Hull City Association Football Club, an English association football club based in Kingston upon Hull, East Riding of Yorkshire, was founded in 1904. The team's first competitive matches came in the FA Cup, being beaten 4–1 by Stockton in a replay following a 3–3 draw, before they were elected to the Football League Second Division ahead of the 1905–06 season. Hull missed out on promotion in the 1909–10 season, having an inferior goal average to Oldham Athletic and finishing in third. The 1929–30 season saw Hull relegated to the Third Division North after 21 seasons in the Second Division while reaching the semi-final of the FA Cup, where they were beaten by Arsenal after a replay. Promotion back to the Second Division was achieved three years later, with the Third Division North championship becoming the club's first major honour. However, they were relegated in the 1935–36 season and it was 13 years before another return to the Second Division was made, when, under the player-management of former England international Raich Carter, the Third Division North title was won. Relegation back to this division came in the 1955–56 season and following League reorganisation implemented for the 1958–59 season Hull won promotion in the Third Division's inaugural season, although they were relegated after one year.
The Third Division championship was won in the 1965–66 season and Hull remained in the Second Division for 12 years before relegation in 1978. Hull reached the semi-final of the Watney Cup in the tournament's inaugural staging in 1970, where they were beaten by Manchester United in a penalty shoot-out; this was the first game in English football to be decided by this method. The Final of this competition was reached in 1974, where Hull were beaten by Stoke City. Relegation to the Fourth Division for the first time in the club's history came in 1981 and a return to the Third Division was secured two years later in the 1982–83 season. The season after, Hull reached the final of the Associate Members' Cup in its inaugural season and were beaten by AFC Bournemouth. Promotion to the Second Division came the following season, although relegations in the 1990–91 and 1995–96 seasons saw the club return to the fourth tier.

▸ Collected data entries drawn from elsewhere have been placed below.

PR #1932, opened 2018-03-21
Improve error reporting

bazsi:
This patch vastly improves error reporting in case a syntax error happens in the configuration. It is in a way doing something similar to what #1931 does with Python exceptions.

Should make troubleshooting config issues a lot simpler.

### DIFF
--- a/lib/cfg-lexer.c
+++ b/lib/cfg-lexer.c
@@ -920,14 +920,20 @@ relex:
       (gen = cfg_lexer_find_generator(self, self->cfg, cfg_lexer_get_context_type(self), yylval->cptr)))
     {
       CfgArgs *args;
+      CfgIncludeLevel *level = &self->include_stack[self->include_depth];
 
       self->preprocess_suppress_tokens++;
+
+      gint saved_line = level->lloc.first_line;
+      gint saved_column = level->lloc.first_column;
       if (cfg_parser_parse(&block_ref_parser, self, (gpointer *) &args, NULL))
         {
           gboolean success;
           gchar buf[256];
           GString *result = g_string_sized_new(256);
 
+          level->lloc.first_line = saved_line;
+          level->lloc.first_column = saved_column;
           self->preprocess_suppress_tokens--;
           success = cfg_block_generator_generate(gen, self->cfg, args, result);
 
--- a/lib/cfg-lexer.c
+++ b/lib/cfg-lexer.c
@@ -243,6 +243,7 @@ cfg_lexer_clear_include_level(CfgLexer *self, CfgIncludeLevel *level)
   else if (level->include_type == CFGI_BUFFER)
     {
       g_free(level->buffer.content);
+      g_free(level->buffer.original_content);
     }
   memset(level, 0, sizeof(*level));
 }
@@ -300,7 +301,10 @@ cfg_lexer_start_next_include(CfgLexer *self)
       g_free(level->name);
 
       if (level->include_type == CFGI_BUFFER)
-        g_free(level->buffer.content);
+        {
+          g_free(level->buffer.content);
+          g_free(level->buffer.original_content);
+        }
 
       memset(level, 0, sizeof(*level));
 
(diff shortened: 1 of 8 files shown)


kira-syslogng:
success

kira-syslogng:

lib/cfg-lexer.c
```diff
@@ -226,6 +226,27 @@ cfg_lexer_lookup_keyword(CfgLexer *self, YYSTYPE *yylval, YYLTYPE *yylloc, const
...
+      if (level->file.include_file)
+        fclose(level->file.include_file);
+      g_slist_foreach(level->file.files, (GFunc) g_free, NULL);
+      g_slist_free(level->file.files);
+    }
+  else if (level->include_type == CFGI_BUFFER)
+    {
+      g_free(level->buffer.content);
+    }
+  memset(level, 0, sizeof(*level));
```
furiel: As I see this patch is just a refactor, except this line, which is a new addition. Can you explain the purpose of this line? If needed, probably better do outside the function. For now this function modifies her input parameter.

lib/cfg-parser.c
```diff
@@ -186,68 +186,100 @@ CfgParser main_parser =
...
   if (f)
     {
-      while (fgets(buf, sizeof(buf), f) && lineno < yylloc->first_line)
-        lineno++;
-      if (lineno != yylloc->first_line)
-        buf[0] = 0;
+      while (fgets(buf, sizeof(buf), f) && lineno < (gint) yylloc->first_line + CONTEXT)
+        {
+          lineno++;
+          if (lineno > (gint) yylloc->first_line + CONTEXT)
```
furiel: The while condition above ensures, `lineno < (gint) yylloc->first_line + CONTEXT`, together with lineno++ we can only have `lineno <= (gint) yylloc->first_line + CONTEXT`. I think this condition cannot be triggered, it can be safely deleted.

furiel:
I tried out the patch, and the error reporting is fabulous indeed. :) Thanks for putting this together. It works nicely with scl-s too.

bazsi:
I have now fixed your review comments, and went on to improve the error reporting even more. Instead of just the erroring context, this now prints the entire stack of inclusions, like this:

```
Error parsing rewrite expression, rewrite plugin xxxx not found in block parser cisco-timestamp-parser (at /install/share/syslog-ng/include/scl/cisco/plugin.conf:41:1):
1       
2           channel {
3               rewrite {
4-----> xxxx            set("$1" value('1'));
4-----> ^^^^
5               };
6       
7               if {
8                   filter { match('^[.*]?([A-Za-z]{3} [0-9 ]\d \d{2}:\d{2}:\d{2})' value('1') flags(store-matches)); };
9                   parser { date-parser(format('%b %d %H:%M:%S') template("$1")); };

Included from block parser cisco-parser (at /install/share/syslog-ng/include/scl/cisco/plugin.conf:61:1):
17                  subst("^(<[0-9]+>)?([0-9]+)?(: )?", "", value('1'));
18      
19              };
20      
21              if {
22---->             parser { cisco-timestamp-parser(template("$1")
22---->                      ^^^^^^^^^^^^^^^^^^^^^^^^^^^^^^^^^^^^^
23      
24      
25      
26      
27      ); };

Included from parser generator app-parser:
1       
2       channel {
3           junction {
4       channel {
5----->     parser {  cisco-parser();  };
5----->               ^^^^^^^^^^^^^^
6           rewrite { set-tag('.app.cisco'); };
7           flags(final);
8       };
9           };
10      }

Included from block source default-network-drivers (at /install/share/syslog-ng/include/scl/default-network-drivers/plugin.conf:24:1):
10      				port(514)
11      				log-msg-size(65536)
12      				flags(no-parse, ));
13      		};
14      		channel {
15----> 			parser { app-parser(topic(syslog-raw) ); };
15----> 			         ^^^^^^^^^^^^^^^^^^^^^^^^^^^^^^
16      			flags(final);
17      		};
18      		channel {
19      			parser {
20      				syslog-parser(flags(syslog-protocol));

Included from /install/etc/syslog-ng.conf:
10      	internal();
11      	unix-stream("log");
12      };
13      
14      source s_network {
15----> 	default-network-drivers();
15----> 	^^^^^^^^^^^^^^^^^^^^^^^^^
16      };
17      
18      destination d_local {
19      	file("/var/log/messages");
20      	file("/var/log/messages-kv.log" template("$ISODATE $HOST $(format-welf --scope all-nv-pairs)\n") frac-digits(3));


contact: https://lists.balabit.hu/mailman/listinfo/syslog-ng
```

kira-syslogng:
success

PR #1933, opened 2018-03-21
[TEST][WIP] LogPipe destruction

MrAnno:
This is just a test PR trying to force the LogPipe destruction to run in the main thread.

Calling `new()`, `init()`, `deinit()`, `free()` on a LogPipe instance is, by convention, only valid in the main thread. There are places in our codebase where `log_pipe_unref()` is called from worker threads (for example: `LateAckTracker`). This may result in use-after-free or other problems that cause crashes.

Work in progress, this is NOT the final fix.

### DIFF
--- a/lib/logpipe.c
+++ b/lib/logpipe.c
@@ -24,6 +24,7 @@
 
 #include "logpipe.h"
 #include "cfg-tree.h"
+#include "mainloop-call.h"
 
 gboolean (*pipe_single_step_hook)(LogPipe *pipe, LogMessage *msg, const LogPathOptions *path_options);
 
@@ -95,7 +96,7 @@ log_pipe_unref(LogPipe *self)
 
   if (self && (g_atomic_counter_dec_and_test(&self->ref_cnt)))
     {
-      _free(self);
+      main_loop_call((MainLoopTaskFunc) _free, self, TRUE);
     }
 }
 


kira-syslogng:
success

bazsi:
I don't necessarily like this approach, sometimes it is safe to call log_pipe_unref(), but I'd like to understand what triggered this.

MrAnno:
Hi @bazsi,

This is just a workaround for a bigger problem in `LateAckTracker` (and for other possible places where log_pipe_unref() is called outside of the main thread). I just wanted to try this idea with Kira and discuss the exact problem in `LateAckTracker`:

Every `LogMessage` is bound to its `LogSource` through `AckRecord` (`AckTracker`).
When a message is acked by the destination, its source should exist to receive the acknowledgement (save bookmarks, ...). 
First question: Is this a necessary requirement? I think the answer is yes.

Since it would be possible that the source is already destroyed when one of its message is acked, `AckTracker` calls an extra `log_pipe_ref()` + `log_pipe_unref()` pair on the source. This is perfectly OK except one thing:
`AckTracker` runs in our worker threads. If the last `log_pipe_unref()` call is coming from the `AckTracker`, it violates our convention about the `free()` methods of `LogPipe` (No one expects `free` to be thread-safe).

lbudai:
@bazsi: if we would be able to decide whether the source is still alive or not, then it would not be an issue (unfortunately acktracker needs a source to adjust window size when an ACK is received...)

bazsi:
The log_pip_unref() should be safe to be called from any threads. deinit()
is the problem. And free() does not need to be thread safe, as there would
be only one call to it. And I don't think free() should be anything that
would need to cause problems, as it only calls free and such.

-- 
Bazsi

MrAnno:
@bazsi Thanks, I understand now.

We are working on a custom `LogProtoServer` implementation, where we had to use ivykis timers and other resources.
Unfortunately, LogProto* does not have a `deinit()` method, so we used `free()` incorrectly (we released timers, etc. in the free method causing a crash when it was called outside of the main thread).

Adding `deinit()` to the LogProto interface and calling it in the deinit method of `LogReader` would comply with the rules you mentioned, but then we would face a very similar problem I guess: We either have to make all `deinit()`s threaf-safe or force them to run in the main thread.

MrAnno:
Yes, I can also confirm the afsocket source connection part.
The tricky part is in the `AckTracker`, but I think now I have everything I need to fix the problem correctly.

Sorry for the weird PR again, and thank you for the help! :)

MrAnno:
Will be fixed in a seperate PR.

PR #1935, opened 2018-03-22
file source filename corruption in case of missing path

### LINKED ISSUE #1934: file source wrong filename in case of missing root directory in path
# syslog-ng

## Version of syslog-ng
$ sbin/syslog-ng -V
syslog-ng 3.14.1
Config version: 3.14
Installer-Version: 3.14.1
Revision: 3.14.1
Module-Directory: ~/github.com/syslog-ng/build/install/lib/syslog-ng
Module-Path: ~/github.com/syslog-ng/build/install/lib/syslog-ng
Available-Modules: system-source,date,tags-parser,json-plugin,geoip2-plugin,graphite,mod-python,redis,afuser,afprog,sdjournal,afsocket,appmodel,cef,disk-buffer,afamqp,basicfuncs,stardate,http,pseudofile,snmptrapd_parser,add_contextual_data,getent,geoip-plugin,dbparser,xml,afsql,kvformat,confgen,syslogformat,affile,afsmtp,cryptofuncs,linux-kmsg-format,pacctformat,map_value_pairs,csvparser,afstomp
Enable-Debug: off
Enable-GProf: off
Enable-Memtrace: off
Enable-IPv6: on
Enable-Spoof-Source: on
Enable-TCP-Wrapper: on
Enable-Linux-Caps: off
Enable-Systemd: off

# Issue

## Failure

```
...
[2018-03-22T06:55:12.807771] Follow-mode file source not found, deferring open; filename='/foo'
[2018-03-22T06:55:12.807809] Follow-mode file source not found, deferring open; filename='/foo'
[2018-03-22T06:55:12.807829] Error checking the uniqueness of the persist names, please override it with persist-name option. Shutting down.; persist_name='affile_sd_curpos(/foo)', location='/home/peterkokai/github.com/syslog-ng/build/install/etc/syslog-ng.conf:10:3'
```

There are two issue (the root cause is the same).
* It starts to follow `/foo` for both source.
* The persist name is `/foo` for both of them.

## Steps to reproduce

1. The `/foo` should not exists.
2. start syslog-ng

## Configuration

```
@version: 3.14

source s_a {
  file("/foo/a/path/that/not/exists.txt");
};

source s_b {
  file("/foo/a/path/that/donot/exists.txt");
};

destination dd {
  file("/dev/stdout");
};

log { source(s_a); destination(dd); };
log { source(s_b); destination(dd); };
```

Kokan:
The file source checks if the provided path exists, and in case of the path does not exists it has a side effect to put a terminating zero, thus corrupting the passed filename argument. That parameter should be read only.
Because of this I also modified the rest of the `file_perm_*` functions, where it did not cause any issue.

* Does it okay to `memcpy` the `name` paramater from performance point of view? (Does it have per message performance penalty?!)

Fixes #1934

### DIFF
--- a/lib/file-perms.c
+++ b/lib/file-perms.c
@@ -181,32 +181,32 @@ file_perm_options_inherit_dont_change(FilePermOptions *self)
 }
 
 gboolean
-file_perm_options_apply_file(const FilePermOptions *self, gchar *name)
+file_perm_options_apply_file(const FilePermOptions *self, const gchar *path)
 {
 #ifndef _MSC_VER
   gboolean result = TRUE;
 
-  if (self->file_uid >= 0 && chown(name, (uid_t) self->file_uid, -1) < 0)
+  if (self->file_uid >= 0 && chown(path, (uid_t) self->file_uid, -1) < 0)
     result = FALSE;
-  if (self->file_gid >= 0 && chown(name, -1, (gid_t) self->file_gid) < 0)
+  if (self->file_gid >= 0 && chown(path, -1, (gid_t) self->file_gid) < 0)
     result = FALSE;
-  if (self->file_perm >= 0 && chmod(name, (mode_t) self->file_perm) < 0)
+  if (self->file_perm >= 0 && chmod(path, (mode_t) self->file_perm) < 0)
     result = FALSE;
   return result;
 #endif
 }
 
 gboolean
-file_perm_options_apply_dir(const FilePermOptions *self, gchar *name)
+file_perm_options_apply_dir(const FilePermOptions *self, const gchar *path)
 {
 #ifndef _MSC_VER
   gboolean result = TRUE;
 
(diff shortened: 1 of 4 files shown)


furiel:
As I see this is only called when a file is opened, so I don't think the strdup would cause too much performance problem.

If you want to be sure, you can still use scratchbuffer. Scratchbuffer would have another advantage though: in the current version you need to introduce a retval variable to free the strdupped variable, which would not be a problem with scratchbuffers. The patch could be a little bit simpler.

kira-syslogng:
success

kira-syslogng:

kira-syslogng:
success

kira-syslogng:

MrAnno:
> Does it okay to memcpy the name paramater from performance point of view? (Does it have per message performance penalty?!)

It's OK, `file_perm_options_create_containing_directory` is called only when the `FileReader` is initialized and when it is reopened (`NC_FILE_MOVED`, `NC_READ_ERROR`).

Hull City Performances from 1905 until 2023

Hull's first play-off campaign ended unsuccessfully, being beaten by Leyton Orient in the semi-final in the 2000–01 season. However, successive promotions in the 2003–04 and 2004–05 seasons saw Hull rise from the fourth tier to the second tier in a space of two years. After 104 years of existence, Hull were promoted to the Premier League for the first time in their history, beating Watford in the play-off semi-finals and Bristol City in the 2008 Football League Championship play-off final. Hull's first Premier League season saw safety from relegation ensured on the last day of the season, although the club was relegated the following season after finishing 19th in the league. Three years later, Hull returned to the Premier League after finishing the 2012–13 season as Championship runners-up. In the 2013–14 season they achieved their highest ever league finish of 16th and were runners-up to Arsenal in their first ever FA Cup Final appearance. Since then, they have been relegated to the Championship and promoted again.

Since their election to the Football League in 1905, Hull have spent 5 seasons in the first tier, 64 in the second, 30 (plus the abandoned 1939–40 season) in the third, and 10 in the fourth (current to the end of the 2024–25 season). The table below details Hull City's achievements in senior first team competition from the 1904–05 season to the end of the most recently completed season.

==Key==

| 1st | 2nd | ↑ | ↓ |
| Champions | Runners-up | Promoted | Relegated |

Top scorer shown alongside # when he was also top scorer in that division.

Division shown alongside † when it changes due to promotion, relegation or reorganisation.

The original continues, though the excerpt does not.